*** Opening SUPPLIED DATA ***

PR #28955, opened 2021-04-05
[rosdep] Added util-linux.

tonybaltovski:

## Package name:
util-linux

## Package Upstream Source:

https://github.com/karelzak/util-linux

## Purpose of using this:

Use for setpriv for robot_upstart.

Distro packaging links:

  - https://packages.debian.org/search?keywords=util-linux&searchon=names&suite=stable&section=all
   - https://packages.ubuntu.com/search?keywords=util-linux&searchon=names&suite=focal&section=all
  - https://src.fedoraproject.org/rpms/util-linux
- Arch: https://archlinux.org/packages/core/x86_64/util-linux/
  - IF AVAILABLE
  - https://packages.gentoo.org/packages/sys-apps/util-linux
  - https://formulae.brew.sh/formula/util-linux#default

### DIFF
--- a/rosdep/base.yaml
+++ b/rosdep/base.yaml
@@ -6578,6 +6578,13 @@ usbutils:
     homebrew:
       packages: [mikhailai/misc/usbutils]
   ubuntu: [usbutils]
+util-linux:
+  arch: [util-linux]
+  debian: [util-linux]
+  fedora: [util-linux]
+  gentoo: [util-linux]
+  macports: [util-linux]
+  ubuntu: [util-linux]
 uuid:
   arch: [util-linux]
   debian: [uuid-dev]


rosdep/base.yaml
```diff
@@ -6578,6 +6578,15 @@ usbutils:
     homebrew:
       packages: [mikhailai/misc/usbutils]
   ubuntu: [usbutils]
+util-linux:
+  arch: [util-linux]
+  debian:
+    buster: [util-linux]
```
tfoote, line 6584: Why is this only listed for buster? 

It appears to be available for all active distros: 
https://packages.debian.org/buster/util-linux

rosdep/base.yaml
```diff
@@ -6578,6 +6578,15 @@ usbutils:
...
+  fedora: [util-linux]
+  gentoo: [util-linux]
+  macports: [util-linux]
+  ubuntu:
+    focal: [util-linux]
```
tfoote, line 6589: Likewise this is available on all ubuntu distros: https://packages.ubuntu.com/focal/util-linux

tfoote (changes requested):
Please make the debian and ubuntu rules generic not version locked. 
Screenshot from 2021-04-06 12-07-17
Screenshot from 2021-04-06 12-06-03

rosdep/base.yaml
tonybaltovski: I totally missed those @tfoote, thanks!

tfoote (approved):
thanks for the fixup.

looks good to me.

hidmic (approved):
LGTM !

*** Closing SUPPLIED DATA ***

### TASK INSTRUCTIONS
Identify the lines in the entries that hold "debian" and return each one.

### WRITTEN ANSWER
  - https://packages.debian.org/search?keywords=util-linux&searchon=names&suite=stable&section=all
+  debian: [util-linux]
   debian: [uuid-dev]
+  debian:
https://packages.debian.org/buster/util-linux
Please make the debian and ubuntu rules generic not version locked. 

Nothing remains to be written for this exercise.